Is it safe to use white noise to help your baby sleep?


Here’s the latest research on lulling your baby to sleep with white noise and sound machines. (Also, what the heck is pink noise?)

Ever since we sleep-trained our first baby, I’ve been a white noise advocate—even packing our white noise machines for both kids when we fly across the country to visit family, and making an emergency last-minute run to Walmart to replace one that broke on the trip. I’m now considering upgrading to a machine that includes what’s called pink noise after learning that studies suggest this more natural sound range might help kids sleep better.

At the same time, other parents—and my in-laws—swear that their kids became good sleepers because the family never restricted noise around them and the babies learned to sleep through anything.

So who’s right? Here’s what you need to know.

The benefits of white noise

Although it’s counterintuitive, most newborns sleep better with noise in the background than they do in silence.

“The infant has spent those many months in the womb, and they would have heard a sort of shushing, swishing sound inside,” says Robyn Stremler, a nurse, sleep researcher and associate professor at the University of Toronto. “White noise can help to mimic that.”

One small study published in the BMJ (formerly known as the British Medical Journal) found that newborns who fall asleep in rooms with white noise are more likely to fall asleep within five minutes and that they sleep longer stretches while it’s on.

Not all babies will need that noise as they grow into toddlers—it seems to depend on the child’s temperament, says Wendy Hall, a sleep specialist and professor emerita in UBC’s School of Nursing. “You could put some kids to sleep in the middle of a loud dinner party and they’d sleep,” she says. “But often the families I work with will tell me they have a child that is an incredibly light sleeper, and they will wake up when there’s any noise around them, even if they’re sound asleep.”

If you live in a smaller space or a noisier neighbourhood, white noise can help mask the sudden bursts of sounds that wake kids up, like loud traffic or a sibling yelling.

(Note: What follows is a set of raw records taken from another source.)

PR #8943, opened 2019-01-14
Implement ApplicationEvolutions.isUpToDate

### LINKED ISSUE #8935: 2.7-RC9: Play-Modules are started before DB-Mirgation Script was executed

2.7-RC9

Java (Both)

Windows 8.1.

1.8.0_181

### Actual Behavior

> Please describe the expected behavior of the issue, starting from the first action.

When a DB-Evolution script is needed to be executed and autoapply is not set to true the user is normally asked to press "Apply script" in the browser to apply the DB-Changes. And after the evolution-scripts were executed the "play system" is starting.

In 2.7-RC9 the "play-system" already starts (the Play-Modules) before the db-script was executed. If the Modules need the database then the system crashes because of missing db-evolutions.

In 2.7-RC8 this was working.

mkurz:
See #8935 and read the migration notes I added.

The need for a migration step was introduced in #7986 already, this pull request just adds the according migration notes.

Fixes #8935


framework/src/play-jdbc-evolutions/src/main/scala/play/api/db/evolutions/ApplicationEvolutions.scala
```diff
@@ -408,17 +417,22 @@ class EvolutionsWebCommands @Inject() (dbApi: DBApi, evolutions: EvolutionsApi,
...
             if (dbConfig.autoApply) {
               evolutions.evolve(db, scripts, autocommit, schema)
+              autoApplyCount += 1
             } else {
               throw InvalidDatabaseRevision(db, toHumanReadableScript(scripts))
             }
           }))
           checkedAlready = true
+          if (autoApplyCount > 0) {
+            buildLink.forceReload()
```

Is “pink noise” better than white?

White noise includes the whole spectrum of sound—from very low noises to very high ones. The whirr of a fan or static from a radio set between stations are both examples of white noise. Pink noise includes fewer of the high frequencies and is common in nature—wind, rain or a heartbeat are all pink noise. But it’s important to look for sounds that are consistent, like rainfall, rather than recordings that contain bursts of noise, like periodically whooshing ocean waves, whale sounds or crickets chirping, which might startle a baby awake.

Some people find it difficult to sleep when listening to the hiss of white noise and prefer instead the more neutral sound of pink noise. There is quite a bit of evidence to suggest pink noise can be beneficial. “Studies report that people fall asleep faster and move into deeper, non-REM sleep more quickly and for longer if they’re exposed to pink noise,” says Hall.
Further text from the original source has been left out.